__Assignment__
Among the lines below, copy exactly those from the one with "I'll just download" through the one with "### How it works?", counting both ends.
*** Opening of Recorded information ***
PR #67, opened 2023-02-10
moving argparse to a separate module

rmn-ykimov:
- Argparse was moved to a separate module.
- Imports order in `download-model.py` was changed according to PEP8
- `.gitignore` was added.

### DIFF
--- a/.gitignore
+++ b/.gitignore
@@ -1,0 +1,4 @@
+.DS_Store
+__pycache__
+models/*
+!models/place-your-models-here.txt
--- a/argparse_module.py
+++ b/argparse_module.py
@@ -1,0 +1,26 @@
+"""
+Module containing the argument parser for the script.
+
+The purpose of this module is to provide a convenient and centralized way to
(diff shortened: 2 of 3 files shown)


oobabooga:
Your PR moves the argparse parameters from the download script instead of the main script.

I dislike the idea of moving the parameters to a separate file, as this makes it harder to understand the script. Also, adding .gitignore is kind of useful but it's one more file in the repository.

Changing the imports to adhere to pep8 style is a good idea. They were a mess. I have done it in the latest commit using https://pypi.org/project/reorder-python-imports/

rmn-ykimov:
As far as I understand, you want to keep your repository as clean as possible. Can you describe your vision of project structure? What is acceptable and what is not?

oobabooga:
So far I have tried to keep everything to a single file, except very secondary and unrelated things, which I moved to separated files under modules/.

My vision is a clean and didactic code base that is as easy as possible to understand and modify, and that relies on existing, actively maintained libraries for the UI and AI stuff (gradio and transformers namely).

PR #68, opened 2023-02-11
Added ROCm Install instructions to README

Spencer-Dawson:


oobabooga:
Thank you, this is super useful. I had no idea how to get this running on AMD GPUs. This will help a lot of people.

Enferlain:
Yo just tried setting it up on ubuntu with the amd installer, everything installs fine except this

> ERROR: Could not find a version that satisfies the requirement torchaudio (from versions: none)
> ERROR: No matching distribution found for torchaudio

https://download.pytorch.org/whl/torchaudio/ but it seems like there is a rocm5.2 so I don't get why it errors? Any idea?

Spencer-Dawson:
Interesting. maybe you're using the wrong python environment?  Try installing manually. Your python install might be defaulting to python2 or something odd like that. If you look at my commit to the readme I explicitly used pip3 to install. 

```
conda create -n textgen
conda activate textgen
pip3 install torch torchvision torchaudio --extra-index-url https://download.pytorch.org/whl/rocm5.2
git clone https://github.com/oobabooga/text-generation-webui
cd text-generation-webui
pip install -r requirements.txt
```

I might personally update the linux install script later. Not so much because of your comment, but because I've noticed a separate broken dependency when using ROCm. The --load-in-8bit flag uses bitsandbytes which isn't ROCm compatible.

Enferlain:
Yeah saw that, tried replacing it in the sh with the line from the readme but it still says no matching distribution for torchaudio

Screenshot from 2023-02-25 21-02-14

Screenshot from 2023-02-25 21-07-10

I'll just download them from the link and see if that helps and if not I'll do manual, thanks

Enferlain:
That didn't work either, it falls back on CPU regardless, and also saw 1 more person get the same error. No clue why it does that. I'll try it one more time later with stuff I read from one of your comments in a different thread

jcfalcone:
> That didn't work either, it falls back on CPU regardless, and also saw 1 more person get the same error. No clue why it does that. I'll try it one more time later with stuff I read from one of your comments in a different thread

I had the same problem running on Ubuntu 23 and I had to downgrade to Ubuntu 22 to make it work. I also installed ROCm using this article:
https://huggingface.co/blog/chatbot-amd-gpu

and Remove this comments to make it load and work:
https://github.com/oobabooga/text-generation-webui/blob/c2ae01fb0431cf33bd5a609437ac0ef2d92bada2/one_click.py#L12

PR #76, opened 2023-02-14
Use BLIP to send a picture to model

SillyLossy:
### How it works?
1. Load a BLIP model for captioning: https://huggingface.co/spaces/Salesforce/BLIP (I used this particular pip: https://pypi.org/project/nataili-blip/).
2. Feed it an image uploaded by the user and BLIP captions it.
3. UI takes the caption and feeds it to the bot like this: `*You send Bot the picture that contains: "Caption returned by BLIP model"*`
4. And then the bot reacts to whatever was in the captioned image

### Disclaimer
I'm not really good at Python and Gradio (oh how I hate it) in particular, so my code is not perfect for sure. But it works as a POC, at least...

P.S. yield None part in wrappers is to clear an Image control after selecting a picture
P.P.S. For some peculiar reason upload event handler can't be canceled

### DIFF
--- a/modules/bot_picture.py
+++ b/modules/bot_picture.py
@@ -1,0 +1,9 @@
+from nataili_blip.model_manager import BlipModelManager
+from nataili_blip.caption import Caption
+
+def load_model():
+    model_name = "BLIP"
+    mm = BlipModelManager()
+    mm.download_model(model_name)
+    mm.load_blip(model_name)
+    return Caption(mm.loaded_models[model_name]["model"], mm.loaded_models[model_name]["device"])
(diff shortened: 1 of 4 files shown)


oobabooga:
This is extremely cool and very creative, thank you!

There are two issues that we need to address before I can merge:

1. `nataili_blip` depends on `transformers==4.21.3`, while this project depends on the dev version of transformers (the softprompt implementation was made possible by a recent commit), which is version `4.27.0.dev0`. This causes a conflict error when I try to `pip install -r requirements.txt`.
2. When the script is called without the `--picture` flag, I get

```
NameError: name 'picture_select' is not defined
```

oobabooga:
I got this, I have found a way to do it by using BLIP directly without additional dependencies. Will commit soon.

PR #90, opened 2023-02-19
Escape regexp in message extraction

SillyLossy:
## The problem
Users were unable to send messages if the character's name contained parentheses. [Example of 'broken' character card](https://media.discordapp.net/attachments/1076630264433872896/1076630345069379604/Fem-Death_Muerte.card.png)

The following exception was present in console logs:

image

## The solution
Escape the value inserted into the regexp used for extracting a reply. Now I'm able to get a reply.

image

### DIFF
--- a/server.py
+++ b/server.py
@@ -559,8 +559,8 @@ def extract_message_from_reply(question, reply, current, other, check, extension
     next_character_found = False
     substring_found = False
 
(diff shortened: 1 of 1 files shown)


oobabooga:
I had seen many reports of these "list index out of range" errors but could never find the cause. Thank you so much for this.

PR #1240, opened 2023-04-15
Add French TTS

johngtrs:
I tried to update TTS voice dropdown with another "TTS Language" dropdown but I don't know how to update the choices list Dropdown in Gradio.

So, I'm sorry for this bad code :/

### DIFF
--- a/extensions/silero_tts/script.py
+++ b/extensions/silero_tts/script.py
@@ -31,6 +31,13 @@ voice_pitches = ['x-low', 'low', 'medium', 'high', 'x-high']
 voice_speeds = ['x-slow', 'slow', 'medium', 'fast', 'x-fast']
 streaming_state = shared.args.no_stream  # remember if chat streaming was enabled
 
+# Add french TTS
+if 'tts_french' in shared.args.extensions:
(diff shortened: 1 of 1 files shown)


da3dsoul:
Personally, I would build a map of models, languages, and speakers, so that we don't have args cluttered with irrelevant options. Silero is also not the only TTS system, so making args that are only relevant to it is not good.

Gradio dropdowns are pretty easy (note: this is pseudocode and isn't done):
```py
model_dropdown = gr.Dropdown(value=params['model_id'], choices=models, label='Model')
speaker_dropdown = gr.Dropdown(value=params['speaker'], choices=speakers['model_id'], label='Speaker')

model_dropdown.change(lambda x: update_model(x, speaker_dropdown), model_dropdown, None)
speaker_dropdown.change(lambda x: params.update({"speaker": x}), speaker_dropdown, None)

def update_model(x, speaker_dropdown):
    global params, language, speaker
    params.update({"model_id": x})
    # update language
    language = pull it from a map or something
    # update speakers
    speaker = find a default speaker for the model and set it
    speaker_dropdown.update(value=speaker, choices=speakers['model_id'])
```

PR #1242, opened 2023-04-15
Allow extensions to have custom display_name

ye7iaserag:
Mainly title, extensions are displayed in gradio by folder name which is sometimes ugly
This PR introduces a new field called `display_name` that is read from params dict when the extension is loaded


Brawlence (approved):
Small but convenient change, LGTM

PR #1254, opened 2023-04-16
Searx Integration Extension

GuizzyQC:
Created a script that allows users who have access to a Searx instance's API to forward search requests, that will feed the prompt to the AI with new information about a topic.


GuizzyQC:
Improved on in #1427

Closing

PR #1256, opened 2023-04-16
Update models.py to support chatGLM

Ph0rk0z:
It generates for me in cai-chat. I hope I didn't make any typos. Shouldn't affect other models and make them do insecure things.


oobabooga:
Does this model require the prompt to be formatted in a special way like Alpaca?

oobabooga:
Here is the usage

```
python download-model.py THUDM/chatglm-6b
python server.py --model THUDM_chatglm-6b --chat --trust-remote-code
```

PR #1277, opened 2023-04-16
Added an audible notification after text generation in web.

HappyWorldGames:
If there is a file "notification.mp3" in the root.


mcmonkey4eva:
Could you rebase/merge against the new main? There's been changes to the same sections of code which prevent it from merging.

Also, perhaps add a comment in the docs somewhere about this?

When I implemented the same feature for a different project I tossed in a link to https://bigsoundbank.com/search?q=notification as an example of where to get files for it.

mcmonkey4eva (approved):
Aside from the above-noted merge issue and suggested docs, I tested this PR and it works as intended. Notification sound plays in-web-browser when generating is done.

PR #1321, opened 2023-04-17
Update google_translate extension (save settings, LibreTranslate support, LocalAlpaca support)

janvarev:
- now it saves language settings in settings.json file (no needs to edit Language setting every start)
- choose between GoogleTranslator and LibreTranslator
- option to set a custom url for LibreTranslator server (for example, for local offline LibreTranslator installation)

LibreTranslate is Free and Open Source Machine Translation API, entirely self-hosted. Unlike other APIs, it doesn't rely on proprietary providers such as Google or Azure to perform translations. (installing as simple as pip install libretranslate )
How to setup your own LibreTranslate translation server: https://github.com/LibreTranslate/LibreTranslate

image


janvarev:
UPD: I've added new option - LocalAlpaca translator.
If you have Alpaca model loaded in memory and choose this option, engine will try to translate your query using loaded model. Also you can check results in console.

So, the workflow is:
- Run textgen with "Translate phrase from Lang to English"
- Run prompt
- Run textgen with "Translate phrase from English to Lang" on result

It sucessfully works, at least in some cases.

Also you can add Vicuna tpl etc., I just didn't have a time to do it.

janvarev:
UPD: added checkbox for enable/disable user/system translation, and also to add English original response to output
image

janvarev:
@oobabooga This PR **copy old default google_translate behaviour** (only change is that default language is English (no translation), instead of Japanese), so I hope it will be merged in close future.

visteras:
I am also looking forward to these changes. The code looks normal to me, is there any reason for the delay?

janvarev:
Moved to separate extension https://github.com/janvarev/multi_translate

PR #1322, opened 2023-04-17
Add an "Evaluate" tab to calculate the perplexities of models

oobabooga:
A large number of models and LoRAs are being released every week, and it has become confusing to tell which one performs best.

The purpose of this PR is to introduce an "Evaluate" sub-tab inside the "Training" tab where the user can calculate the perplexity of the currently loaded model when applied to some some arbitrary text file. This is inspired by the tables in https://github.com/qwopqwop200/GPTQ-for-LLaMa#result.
*** Close of Recorded information ***
__Answer for the task__
I'll just download them from the link and see if that helps and if not I'll do manual, thanks

Enferlain:
That didn't work either, it falls back on CPU regardless, and also saw 1 more person get the same error. No clue why it does that. I'll try it one more time later with stuff I read from one of your comments in a different thread

jcfalcone:
> That didn't work either, it falls back on CPU regardless, and also saw 1 more person get the same error. No clue why it does that. I'll try it one more time later with stuff I read from one of your comments in a different thread

I had the same problem running on Ubuntu 23 and I had to downgrade to Ubuntu 22 to make it work. I also installed ROCm using this article:
https://huggingface.co/blog/chatbot-amd-gpu

and Remove this comments to make it load and work:
https://github.com/oobabooga/text-generation-webui/blob/c2ae01fb0431cf33bd5a609437ac0ef2d92bada2/one_click.py#L12

PR #76, opened 2023-02-14
Use BLIP to send a picture to model

SillyLossy:
### How it works?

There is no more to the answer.